Des tendances chauvines d’extrême-droite sont en train de gagner de l’influence. En France, le Front national est en train de gagner du terrain et le parti conservateur UMP est en train de s’ouvrir à ce parti de l’extrême-droite. En Autriche, des partis nationalistes d’extrême-droite ont obtenu dimanche 30 pour cent des voix. En Allemagne, un parti droitier anti-Europe, l’Alternative pour l’Allemagne, s’est constitué pour la première fois.

Si la bourgeoisie est en mesure de se maintenir au pouvoir et de perpétrer ses attaques réactionnaires c'est parce que personne ne l’affronte politiquement au nom de la classe ouvrière. Tous les partis traditionnels, de « gauche » comme de droite, réagissent à l’aggravation de la crise en resserrant les rangs et en s'orientant davantage à droite.

Les partis sociaux-démocrates ont depuis longtemps enterré leurs différences avec les partis bourgeois droitiers et soutiennent pleinement les mesures d’austérité de l’UE. La même chose s’applique aux syndicats qui répriment la résistance des travailleurs et fonctionnent dans les usines en co-gestionnaires et gendarmes du patronat.

Le virage à droite le plus brutal a été opéré par les partis de pseudo-gauche, comme le parti La Gauche en Allemagne [Die Linke, homologue allemand du Parti de Gauche de Jean-Luc Mélenchon en France] et la « Coalition de la Gauche radicale » (SYRIZA) en Grèce. Ils sont catégoriquement opposés à tout mouvement politique indépendant de la classe ouvrière et ils assument la responsabilité du maintien du régime bourgeois.

A la moindre occasion, Die Linke propose son plein soutien au SPD et aux Verts tout en faisant de la propagande pour des interventions militaires « humanitaires ». SYRIZA est en train de se préparer à prendre une responsabilité gouvernementale et soutient et défend un appareil d’Etat qui est étroitement mêlé à l’organisation fasciste Aube dorée.

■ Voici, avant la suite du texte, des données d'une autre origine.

PR #4044, opened 2020-04-24
Fix 'ready to pay', remove pagination

znarf:
Spent some time on that this morning, this is the only solution I have.

This means it will be slow and load all APPROVED expenses. That's currently around 200 expenses for the Open Source Collective and is working without timeout.


Betree:
What issue was this solving, missing expenses?

znarf:
Sorry, there was no GitHub issue.

Yes, "Ready to pay" was missing expenses that were far away in the pagination (and no pagination was provided).

As we're not ready to fix this with an API side filtering, I proposed this simple solution.

PR #4050, opened 2020-04-24
Fix Missed conditional State field in PayoutBankInformationForm

kewitz:
This is a patch, it can actually be solved by the dynamic form validation existent in the roadmap.
I just want to ship this sooner so we don't end up creating invalid payout methods in the DB.


kewitz:
@Betree I'll merge this hotfix because it already caused trouble in production, feel free to request any changes and I'll open a new PR for it.

components/expenses/PayoutMethodData.js
```diff
@@ -9,6 +9,9 @@ import Container from '../Container';
 
 const renderObject = object =>
   Object.entries(object).reduce((acc, [key, value]) => {
+    if (typeof value === 'object') {
+      return [...acc, ...renderObject(value)];
+    }
```
Betree, line 14: Is this still necessary given that we now have a special display for `details`? https://github.com/opencollective/opencollective-frontend/blob/890f5bc63f2b1d605dc547a279634b1834e972f4/components/expenses/PayoutMethodData.js#L85

Betree: Oh for the `location` right?

Betree: I realize that I forgot to add the reviewers on https://github.com/opencollective/opencollective-frontend/pull/3947 - where this was broken. Thanks for fixing this so quickly :+1:

kewitz: @Betree, yes, for the address! No problem, thanks for confirming, I had a strange feeling I had implemented this fix before. 😂

PR #4062, opened 2020-04-27
New Expenses page

Betree:
Require https://github.com/opencollective/opencollective-api/pull/3839

All filters and pagination implemented. Expense's titles are sized using a new `AutosizeText` component that adjusts the size based on string's length.

## Preview

image


amirabbaska:
Nice

PR #4071, opened 2020-04-28
Show bank account details on legacy expense pages

Betree:
The main goal of this PR is to display the bank account details on the legacy expense pages (more especially the host dashboard). I did that by re-using the two components from the new flow, `PayoutMethodTypeWithIcon` and `PayoutMethodData`. 

image

### DIFF
--- a/components/expenses/ExpenseDetails.js
+++ b/components/expenses/ExpenseDetails.js
@@ -3,7 +3,7 @@ import PropTypes from 'prop-types';
 import { graphql } from '@apollo/react-hoc';
 import gql from 'graphql-tag';
 import { cloneDeep, get, omit, pick, set, uniq } from 'lodash';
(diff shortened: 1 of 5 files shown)


components/expenses/ExpenseDetails.js
```diff
@@ -333,37 +335,34 @@ class ExpenseDetails extends React.Component {
                     className="amountField"
                     onChange={amount => this.handleChange('amount', amount)}
                   />
-                )}
-                {!(editMode && canEditAmount) && (
-                  <FormattedNumber value={expense.amount / 100} currency={expense.currency} {...this.currencyStyle} />
-                )}
```
Betree, line 339: The amount is already displayed at the top right of the expense, there was no point showing it there outside of edit mode.

PR #4103, opened 2020-04-30
Apply to Host project polishing

sbinlondon:
Relates opencollective/opencollective#3083

* Updates currency formatting and changes message to 'managed funds'
* Better CSS for displaying 3 or fewer hosts
* Highlight the selected filtering tag
* Adds `longDescription` to the host modal


components/accept-financial-contributions/ApplyToHost.js
```diff
@@ -90,7 +90,11 @@ class ApplyToHost extends React.Component {
   }
 
   setTags = tag => {
-    tag === 'all' ? this.setState({ tags: null }) : this.setState({ tags: [tag] });
+    tag === 'all' ? this.setState({ tags: null }) : this.setState({ tags: tag });
```
Betree, line 93: **[:ice_cream: Details & personal preferences]** It confuses me to store a `tag` in a `tags` variable (that, because of the name, I expect to be an array). Also because `HostsContainer` expects an array of strings for this param, doesn't GraphQL complains about that?

---

<details>
<br/>

:no_entry_sign: **Blocker**

:sparkles: **Enhancement**

</details>

sbinlondon: I didn't see a complaint from GraphQL about it. I think when I originally named it, I was planning for the case where we would pass an array of tags but we are only doing one at a time at the moment. I can put it back to an array if this makes the most sense and is what GraphQL expects.

PR #5247, opened 2020-10-15
enhancement(OnBoardingModal): improve github url RegExp

snitin315:
Resolve https://github.com/opencollective/opencollective/issues/3507

# Description

Allow repository URL as well.

# Screenshots
Screenshot at 2020-10-15 18-25-50

PR #5649, opened 2021-01-01
enhancement(OnBoardingModal): improve github url RegExp

Yetizone:
Resolve https://github.com/opencollective/opencollective/issues/3507

# Description

Hello, newcomer here. This PR continues the work in https://github.com/opencollective/opencollective-frontend/pull/5247
The new regex allows inputs like `xx` and `xx/qq` but not `xx/qq/zz`.
The coding style changes were automatically added when committing. 
Let me know if there's anything else that needs to be done :) 

# Screenshots
Screenshot from 2021-01-01 15-10-02
Screenshot from 2021-01-01 15-10-12
Screenshot from 2021-01-01 15-10-27
Screenshot from 2021-01-01 15-11-04

### DIFF
--- a/components/onboarding-modal/OnboardingModal.js
+++ b/components/onboarding-modal/OnboardingModal.js
@@ -138,7 +138,7 @@ class OnboardingModal extends React.Component {
 
     this.messages = defineMessages({
       twitterError: { id: 'onboarding.error.twitter', defaultMessage: 'Please enter a valid Twitter handle.' },
-      githubError: { id: 'onboarding.error.github', defaultMessage: 'Please enter a valid GitHub handle.' },
+      githubError: { id: 'onboarding.error.github', defaultMessage: 'Please enter a valid GitHub URL.' },
       websiteError: { id: 'onboarding.error.website', defaultMessage: 'Please enter a valid URL.' },
     });
   }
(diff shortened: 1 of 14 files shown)


components/onboarding-modal/OnboardingModal.js
```diff
@@ -241,7 +241,10 @@ class OnboardingModal extends React.Component {
     // https://github.com/shinnn/github-username-regex
     if (
       values.githubHandle !== '' &&
-      matches(values.githubHandle, /^[a-z\d](?:[a-z\d]|-(?=[a-z\d])){0,38}$/i) === false
+      matches(
```
SudharakaP, line 244: @Yetizone : Minor simplification, I think you can remove the `=== false` and negate the condition `!matches(...`

SudharakaP (changes requested):
The new regex seems to have some problems I think. 🤔 

- It doesn't seem to match urls which has a `.` in them. So the example in the issue; `citizenspring/playstreets.brussels` isn't a valid string it seems. 

- GitHub allows the creation of repos with underscore `_`. But the new regex doesn't seem to allow this kinda names. So an example would be something like `playstreets_brussels`. 

- GitHub allows the creation of repos such as `playstreets--brussels` (with two `-` signs) but that doesn't seem to be supported by the regex as well. Single `-` works well.

Yetizone:
Finished tweaking the regex to allow those repo names.

SudharakaP (approved):
Seems all fine to me now 👍🏽

Betree (approved):
Looking good, nice job @Yetizone!

PR #5660, opened 2021-01-05
Search: Various fixes & enhancements

Betree:
Fix https://github.com/opencollective/opencollective/issues/3800
Fix https://github.com/opencollective/opencollective/issues/3800#issuecomment-753813043
Fix https://sentry.io/organizations/open-collective/issues/2112263884 (`Variable "$types" got invalid value "COLLECTIVE/EVENT/ORGANIZATION/FUND/PROJECT"`)

### DIFF
--- a/pages/search.js
+++ b/pages/search.js
@@ -82,7 +82,7 @@ class SearchPage extends React.Component {
   static getInitialProps({ query }) {
     return {
       term: query.q || '',
-      types: query.types,
+      types: query.types ? decodeURIComponent(query.types).split(',') : DEFAULT_SEARCH_TYPES,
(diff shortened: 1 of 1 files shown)


snitin315 (approved):
🚀

snitin315:
The `No collectives found` message says `collectives` for each filter. Can we update it to show `collective/organization/event` as per the filter selected? 

search

Betree:
> The `No collectives found` message says `collectives` for each filter. Can we update it to show `collective/organization/event` as per the filter selected?
> 
> search

I'm merging this first batch of fixes, but that's definitely something we should iterate on. I'll create a followup issue

PR #5662, opened 2021-01-05
enhancement(Search): improve no search results message

snitin315:
Resolve https://github.com/opencollective/opencollective/issues/3806

Screenshot at 2021-01-05 16-54-41


Betree (approved):
Looking good!

PR #5683, opened 2021-01-10
Redirect to the relevant page after accepting invitation

Yetizone:
Closes https://github.com/opencollective/opencollective/issues/3453

# Description

These changes make the accept button callback to redirect to the collective page.
As mentioned in the issue conversation, this only happens when there's a single pending invitation.

# Screenshots
I've recorded two gifs. 
In the first gif the user accepts a single pending invitation and the redirect does happen:

single-invite

In the second gif the user accepts two pending invitations and the redirect doesn't happen:

multiple-invites

Let me know if there's anything else that needs to be done :)

### DIFF
--- a/components/ReplyToMemberInvitationCard.js
+++ b/components/ReplyToMemberInvitationCard.js
@@ -6,6 +6,7 @@ import { defineMessages, useIntl } from 'react-intl';
 import roles from '../lib/constants/roles';
 import { getErrorFromGraphqlException } from '../lib/errors';
 import formatMemberRole from '../lib/i18n/member-role';
+import { Router } from '../server/pages';
 
 import Avatar from './Avatar';
 import { Flex } from './Grid';
@@ -52,7 +53,7 @@ const replyToMemberInvitationMutation = gql`
  * A card with actions for users to accept or decline an invitation to join the members
  * of a collective.
  */
-const ReplyToMemberInvitationCard = ({ invitation, isSelected, refetchLoggedInUser }) => {
+const ReplyToMemberInvitationCard = ({ invitation, isSelected, refetchLoggedInUser, redirectOnAccept }) => {
   const intl = useIntl();
   const { formatMessage } = intl;
   const [accepted, setAccepted] = React.useState();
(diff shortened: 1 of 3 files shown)


components/ReplyToMemberInvitationCard.js
```diff
@@ -62,6 +63,10 @@ const ReplyToMemberInvitationCard = ({ invitation, isSelected, refetchLoggedInUs
   const hasReplied = data && typeof data.replyToMemberInvitation !== 'undefined';
 
   const buildReplyToInvitation = accept => async () => {
+    if (accept && redirectOnAccept) {
+      await Router.pushRoute(`/${invitation.collective.slug}`);
+    }
```
Betree, line 68: The redirects needs to happen after we accept the invitation (`sendReplyToInvitation`). Ideally, it should also happen after `refetchLoggedInUser` to make sure we refresh the permissions before loading the page.

Betree (changes requested):
Nice implementation! We should move a bit the check for `redirectOnAccept`, but otherwise it's a good solution to https://github.com/opencollective/opencollective/issues/3453

components/ReplyToMemberInvitationCard.js
Yetizone: Done!! Should I also change the commit message to match the new PR description ?

Yetizone:
This is a rewrite of a previous comment that was hidden so I'm putting it here for visibility: 

I noticed the PR title was changed, should I also change the commit message to mirror it ?

Betree:
> I noticed the PR title was changed, should I also change the commit message to mirror it ?

No it's fine, your commit message is great actually!

Betree (approved):
This is working great, good job @Yetizone!

Betree:
Moving the PR to https://github.com/opencollective/opencollective-frontend/pull/5709 as we need ot sync it with API to update the E2E tests. Btw @Yetizone you're now a member of https://github.com/orgs/opencollective/teams/contributors/members so you don't need to use a fork anymore, you can commit directly to the main repo :slightly_smiling_face:

PR #5693, opened 2021-01-12
Embed ContributionFlow MVP

Betree:
Enables the MVP for https://github.com/opencollective/opencollective/issues/3003. There are many things to improve, but this first version should serve as a basis for experimenting and get feedback.

Peek 2021-02-12 13-05

### DIFF
--- a/components/EmbeddedPage.js
+++ b/components/EmbeddedPage.js
@@ -1,0 +1,52 @@
+import React, { Fragment } from 'react';
+import PropTypes from 'prop-types';
+import styled, { createGlobalStyle } from 'styled-components';
+
+import Header from '../components/Header';
+
+import { withUser } from './UserProvider';
+
+const GlobalStyles = createGlobalStyle`
+  body > div:first-child {
+    height: 100%;
+  }
+`;
+
+const Main = styled.main`
+  margin: 0;
+  padding: 0;
+  height: 100%;
+`;
+
+/**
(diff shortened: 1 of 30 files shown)


heyakyra:
Does this make it possible to have embedded widgets not only for any contribution time (one-off, recurring, etc), but also widgets that are for specific teirs, or only for recurring contributions of any set of tiers?

Betree:
> Does this make it possible to have embedded widgets not only for any contribution time (one-off, recurring, etc), but also widgets that are for specific teirs, or only for recurring contributions of any set of tiers?

Hi @heyakyra :wave: In its current version, this widget is just for the simple "default tier" path, the same that you get on `/donate` (eg. https://opencollective.com/babel/donate). Before merging, I will change that to make sure we can embed any kind of tier (including specific tickets for events).

Being able to embed a set of tiers (kind of like the view on https://opencollective.com/babel/contribute/ I suppose?) is not yet possible, but that sounds like something we will want to do at some point.

This feature is still in the experimental phase, so sharing your use case in https://github.com/opencollective/opencollective/issues/3003 (where do you plan to embed it? how much space is available for the widget? what do you expect from the flow? etc.) is super valuable!

heyakyra:
Basically, we want to have a "Join" page on our website where it is possible to become a sustaining member. We need to be able to offer different labelled tiers through this form (for individuals and organizations of different sizes), but not offer one-time donations through this form. Does that make sense?

PR #5695, opened 2021-01-12
FAQ: Use FAQ as title instead of FAQ's

jryans:
"FAQ" is the most common spelling for a single list of questions, as the Q already means "Questions", so it is already plural and does not need an apostrophe. "FAQs" is best used for multiple _lists_ of questions (not a single list that happens to have multiple questions), which is the case in a few spots here. See the following resources for further evidence:

* https://en.wikipedia.org/wiki/FAQ
* https://english.stackexchange.com/questions/503/what-is-the-correct-way-to-pluralize-an-acronym-initialism

My apologies if this seems very pedantic... 😅 It just happens to trigger my OCD whenever I visit the Open Collective site, so I thought I should try to suggest this change.


Betree (commented):
@jryans thanks for all the explanations, and for taking the time to update the files! I'll share this internally to have a confirmation & make sure we'll default to "FAQ" in the future.

PR #5705, opened 2021-01-14
Collective navigation v2: primary colors and buttons for 2 CTAs

sbinlondon:
Resolve https://github.com/opencollective/opencollective/issues/3764
Relates https://github.com/opencollective/opencollective/issues/3841

* Renders category header icons in primary color
* Addresses a lot of https://github.com/opencollective/opencollective/issues/3841 - hover and active states for CTAs, actions menu, dropdown menus, etc
* Renders 2 buttons if there are only 2 CTAs instead of 1 button and a dropdown menu for just 1 action
  * As requested, the function that was previously `getMainAction` has now been abstracted slightly to `getActions` and is used across both components
  * As mentioned in the code comments, we still need to add components for `hasRequestGrant` and `addPrepaidBudget` but perhaps as an interation after this PR
  * All CTA logic has been moved into one file (`collective-navbar/index.js`) instead of having it split across there and `ActionsMenu.js`

hoverstates

### DIFF
--- a/components/collective-navbar/ActionsMenu.js
+++ b/components/collective-navbar/ActionsMenu.js
@@ -8,12 +8,11 @@ import { ChevronDown } from '@styled-icons/feather/ChevronDown/ChevronDown';
 import { AttachMoney } from '@styled-icons/material/AttachMoney';
 import { Dashboard } from '@styled-icons/material/Dashboard';
 import { Stack } from '@styled-icons/remix-line/Stack';
+import themeGet from '@styled-system/theme-get';
 import { get, pickBy } from 'lodash';
 import dynamic from 'next/dynamic';
 import { FormattedMessage } from 'react-intl';
 import styled, { css } from 'styled-components';
-
-import { CollectiveType } from '../../lib/constants/collectives';
 
 import ApplyToHostBtn from '../ApplyToHostBtn';
 import Container from '../Container';
@@ -65,6 +64,7 @@ const MenuItem = styled('li')`
 
   svg {
     margin-right: 8px;
+    fill: ${props => props.theme.colors.primary[600]};
   }
 
   ${props =>
@@ -95,9 +95,51 @@ const ActionsDropdown = styled(Dropdown)`
       padding-left: 14px;
     }
   }
+
+  ${props =>
+    props.isHiddenOnNonMobile &&
+    css`
+      @media screen and (min-width: 40em) {
+        display: none;
+      }
+    `}
 `;
 
-const StyledActionButton = styled(StyledButton)`
+const StyledActionButton = styled(StyledButton).attrs({ buttonSize: 'tiny' })`
+  font-weight: 500;
+  font-size: 14px;
+  line-height: 16px;
+  letter-spacing: 0.06em;
+  white-space: nowrap;
+  padding: 5px 10px;
+  text-transform: uppercase;
+  background: white;
+  border-radius: 8px;
+  border: 2px solid white;
+  color: ${themeGet('colors.primary.600')};
+
+  &:focus {
+    border: 2px solid #050505;
+  }
+
+  &:hover {
+    background: linear-gradient(rgba(255, 255, 255, 0.9), rgba(255, 255, 255, 0.9)),
+      linear-gradient(${themeGet('colors.primary.600')}, ${themeGet('colors.primary.600')});
+    border: 2px solid white;
+  }
+
+  &:active {
+    background: linear-gradient(rgba(255, 255, 255, 0.9), rgba(255, 255, 255, 0.9)),
+      linear-gradient(${themeGet('colors.primary.600')}, ${themeGet('colors.primary.600')});
+    color: ${themeGet('colors.primary.600')};
+    border: 2px solid ${themeGet('colors.primary.600')};
+  }
+
+  span {
+    vertical-align: middle;
+    margin-right: 4px;
+  }
+
   @media (max-width: 40em) {
     cursor: none;
     pointer-events: none;
@@ -132,11 +174,10 @@ export const getContributeRoute = collective => {
   return { route, params };
 };
 
-const CollectiveNavbarActionsMenu = ({ collective, callsToAction, hiddenActionForNonMobile }) => {
-  const hasRequestGrant =
-    [CollectiveType.FUND].includes(collective.type) || collective.settings?.fundingRequest === true;
+const CollectiveNavbarActionsMenu = ({ collective, callsToAction, hiddenActionForNonMobile, secondAction }) => {
   const enabledCTAs = Object.keys(pickBy(callsToAction, Boolean));
-  const isEmpty = !hasRequestGrant && enabledCTAs.length < 1;
+  const isEmpty = enabledCTAs.length < 1;
+  const hasOnlyTwoCTAs = enabledCTAs.length === 2;
   const hasOnlyOneHiddenCTA = enabledCTAs.length === 1 && hiddenActionForNonMobile === enabledCTAs[0];
   const hostedCollectivesLimit = get(collective, 'plan.hostedCollectivesLimit');
   const hostWithinLimit = hostedCollectivesLimit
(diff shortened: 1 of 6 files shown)


components/collective-navbar/ActionsMenu.js
```diff
@@ -132,11 +152,92 @@ export const getContributeRoute = collective => {
...
-const CollectiveNavbarActionsMenu = ({ collective, callsToAction, hiddenActionForNonMobile }) => {
+const getSecondCTA = (enabledCTAs, hasRequestGrant, mainAction) => {
+  if (!hasRequestGrant) {
+    return enabledCTAs;
+  } else {
+    return difference(enabledCTAs, mainAction);
+  }
+};
+
+const getSecondActionButton = (callToAction, collective) => {
```
Betree, line 163: :ice_cream: We're duplicating a lot of code for generating the links here. Would be great if we could find a way to avoid that in the future.

Betree (commented):
I think you misunderstood the card `Icon dot color should be primary`. In hist feedback Memo was talking about the categories headers, not the ones in the action menu:
image

components/collective-navbar/ActionsMenu.js
znarf: Could we address this now if it makes things more maintainable for the future?

sbinlondon:
> I think you misunderstood the card `Icon dot color should be primary`. In his feedback Memo was talking about the categories headers, not the ones in the action menu:
> image

Right, I'm sorry - I thought it meant having everything on the page in the Collective theme color. Is it ok to leave that code anyways?

Betree:
> Right, I'm sorry - I thought it meant having everything on the page in the Collective theme color. Is it ok to leave that code anyways?

Check with design, but I'm not sure that's something we want to keep since they're using the "regular" primary color in Figma

Betree (commented):
We should not store all the icons in `NavbarSVGIcons.js`, the file is very large (2.71Mb) and difficult to review. If we want to group them, a better solution could be to use a subfolder with one file per component.

But it is also important to note that files are way larger when exporting these icons from Figma as SVG, because it bundles their content as raw png stored in base 64. As a result, I get a 639kB file when exporting the first icon with 2x as SVG vs 7kB when exporting as PNG (so 100x the size). I think it would be better to export them as regular PNGs without the colored circle, and to add this circle in pure CSS. It's also a simple thing to do since all the icon states are presented in https://www.figma.com/file/ZQBMWhnGGtRWeIZknFW1eP/%5BOC.com%5D-Production-Ready-%E2%9C%85?node-id=6563%3A318

image

sbinlondon:
Ok, I will make those changes.

components/collective-navbar/ActionsMenu.js
Betree: If we go with a refactor, I also think that this component is not the right place to implement this button. I would expect the secondary action to be rendered next to the primary action, so https://github.com/opencollective/opencollective-frontend/blob/emptyandspacing/components/collective-navbar/index.js#L580. Until now, `ActionsMenu`'s spec has been to render itself as a dropdown menu, rendering a button next to it seems a bit out of scope. But if it makes the implementation easier somehow we can live with it.

components/collective-navbar/ActionsMenu.js
```diff
@@ -159,12 +260,15 @@ const CollectiveNavbarActionsMenu = ({ collective, callsToAction, hiddenActionFo
       borderTop={['1px solid #e1e1e1', 'none']}
     >
       <Box px={1}>
-        <ActionsDropdown trigger="click">
+        <HideableBox isHiddenOnMobile={hasOnlyTwoCTAs}>
+          {getSecondActionButton(secondAction.toString(), collective)}
```
Betree, line 264: Converting the array to a string to get `hasSubmitExpense` from `["hasSubmitExpense"]` is a bit hacky. Maybe `getSecondActionButton` could directly return the right action instead of an array (or null if there's none)?

components/collective-navbar/ActionsMenu.js
```diff
@@ -132,11 +152,92 @@ export const getContributeRoute = collective => {
   return { route, params };
 };
 
-const CollectiveNavbarActionsMenu = ({ collective, callsToAction, hiddenActionForNonMobile }) => {
+const getSecondCTA = (enabledCTAs, hasRequestGrant, mainAction) => {
+  if (!hasRequestGrant) {
+    return enabledCTAs;
+  } else {
+    return difference(enabledCTAs, mainAction);
```
Betree, line 159: :no_entry_sign: I don't think that this one is working properly. Before this PR, I have two CTAs for `/captainfact_io`: contact and submit expense. After this PR, the contact button is gone and I only end up with the first one.

Logging the different steps:
> enabledCTAs: ["hasContact", "hasSubmitExpense"]
> mainAction ["hasSubmitExpense"]
> secondAction ["hasContact", "hasSubmitExpense"]

components/collective-navbar/index.js
```diff
@@ -586,6 +587,7 @@ const CollectiveNavbar = ({
                 collective={collective}
                 callsToAction={callsToAction}
                 hiddenActionForNonMobile={mainAction?.type}
+                mainAction={Object.values(pick(mainAction, 'type'))}
```
Betree, line 590: I don't understand why we pass an array here. From the variable name I was expecting `mainAction` to be something like `SUBMIT_EXPENSE` or `CONTACT`

sbinlondon: It was so I could use the `difference` array method with `enabledCTAs` in the `ActionsMenu`

Betree: `difference(enabledCTAs, [mainAction])` could be simpler in that case, though I would recommend `without` for that case:

```es6
without(enabledCTAs, mainAction)
```

https://lodash.com/docs/4.17.15#without

components/collective-navbar/ActionsMenu.js
```diff
@@ -132,11 +174,19 @@ export const getContributeRoute = collective => {
...
+  hiddenActionForNonMobile,
+  mainAction,
+  getActions,
+  isAdmin,
+}) => {
   const enabledCTAs = Object.keys(pickBy(callsToAction, Boolean));
-  const isEmpty = !hasRequestGrant && enabledCTAs.length < 1;
+  const isEmpty = enabledCTAs.length < 1;
+  const hasOnlyTwoCTAs = enabledCTAs.length === 2;
+  const secondAction = without(enabledCTAs, mainAction);
```
Betree, line 188: Variable name doesn't describe what it is, this is not an action but an array of actions. What about:
```suggestion
  const actionsWithtoutMain = without(enabledCTAs, mainAction);
```

components/collective-navbar/ActionsMenu.js
```diff
@@ -132,11 +174,19 @@ export const getContributeRoute = collective => {
...
+  const getSecondActionButton = getActions(collective, isAdmin, secondAction);
```
Betree, line 189:
```suggestion
  const secondActionButton = getActions(collective, isAdmin, actionsWithtoutMain);
```

components/collective-navbar/index.js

L’unique tendance politique qui cherche à préparer la classe ouvrière pour les luttes de classe à venir est le Parti de l’Egalité sociale (Partei für Soziale Gleichheit, PSG) et le Comité international de la Quatrième Internationale. Le PSG a participé aux élections allemandes en mettant en avant un programme qui a donné une voix et une orientation politique à la vaste opposition à la politique d’austérité menée par Berlin et Bruxelles.

Le PSG rejette de manière intransigeante à la fois l’Union européenne et toutes les formes de nationalisme et lutte pour la mise en place des Etats socialistes unis d’Europe. Son manifeste électoral explique : « Ce n’est que par l’unification de l’Europe sur une base socialiste que la classe ouvrière peut faire valoir ses propres intérêts, empêcher que l’Europe ne rechute dans le nationalisme et la guerre, et utiliser l’énorme richesse et les forces productives du continent pour servir les intérêts de la société dans son ensemble. »

Nous appelons tous les lecteurs du WSWS à adhérer au PSG et à contribuer à la construction, partout en Europe, des sections du Comité international de la Quatrième Internationale.